Fourth, since the end of the Pastor Ayo Presidency, CAN has been trying to climb out of the morass into which it was sunk. I was called upon last year to conduct the last CAN Presidential elections. It was the first time I would be invited to any CAN event at a national level since the end of my term as CAN Treasurer in 2001. I reluctantly accepted to Chair the elections and had some good people to work with. It seemed to be a straightforward exercise, but to understand how deep we had sunk, we concluded the elections peacefully and in record time. As we stepped out, I was shocked to find a truck load of the DSS operatives outside the National Ecumenical Centre. When I asked, I was told that they had been told by some members of CAN that there would be violence during the elections.

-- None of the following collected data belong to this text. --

PR #819, opened 2017-08-23
799, add light header option to table

rsadres:
## PR Checklist

  - [ ] Chrome
  - [ ] Firefox
  - [ ] Safari
  - [ ] Edge (Win 10)


sodiumjoe:
UX wants this to be the default, but since that would be a breaking change we put it behind a top-level flag on `Table`. Next major I think we should reverse it so the dark header option is behind a flag.

chrisdopuch:
@rsadres looks like the Travis CI build failed, you'll want to look into that before merging
https://travis-ci.org/appnexus/lucid/builds/268072188?utm_source=github_status&utm_medium=notification
I think it just looks like some out of date jest snapshots

src/components/Table/Table.less
```diff
@@ -49,13 +49,55 @@
 	}
 
 	// Table header styles
+	&.lucid-Table-has-light-header > &-Thead {
```
chrisdopuch: it seems like there's a lot of repetition of styles not strictly related to the light-header. Possible to collapse this with the non-light-header table styles?

rsadres: I don't know :) I'll look at it together with one of you

PR #820, opened 2017-08-29
Aliases all of the createClass imports to createReactClass so that th...

mute:
This PR aliases all of the createClass imports to createReactClass so that they work with open source babel tooling.

The specific plugin I want consuming applications to be able to leverage is this one: https://github.com/oliviertassinari/babel-plugin-transform-react-remove-prop-types

With that said, though, it seems likely that there may be other transform tools in the future that make assumptions based on the documented conventions -- React docs suggest calling it `createReactClass` here: https://facebook.github.io/react/docs/react-without-es6.html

I was surprised that everyone seemed shocked that the elections had passed on peacefully.

I am pleased that CAN is seemingly climbing out of the murky waters of politics and trying to face the challenges of internal harmony and cohesion among Christians so that together we can face the larger challenge of what role Christianity can play in inserting Christian values into public life. That body must return to the spirit of its founding fathers. Finally, I think Dr Nwaezeigwe and those he represents should go back to the river where they left their cloths and not distract the Catholic Church by subterfuge and naked blackmail. Imagine the irony: a cow was buried in Sokoto to deny President Jonathan the Presidency yet Sokoto state is today solidly in the hands of PDP while, as we know, Bayelsa is PDP by Supreme Court declaration not the votes of the people. The ex-President’s sympathies had even openly shifted from the PDP to the APC candidate!

Does it not seem strange that those who buried the cow to stop Jonathan had the kind of showing they had in Bayelsa? Every sane Nigerian knows why President Jonathan lost or surrendered the elections. It is all there in his own words in his recent book. Dr. Nwaezeigwe should at least read the President’s own account of issues. Jonathan is today the darling of those who overthrew him as we see from the missions he has undertaken for this government. So, Dr. Nwaezeigwe should perhaps go back to Political Science 101 to fill up his many gaps of knowledge of Nigeria and its intricate politics. The red-herring he tried to draw in his hallucinating piece is at best, nonsense on stilts.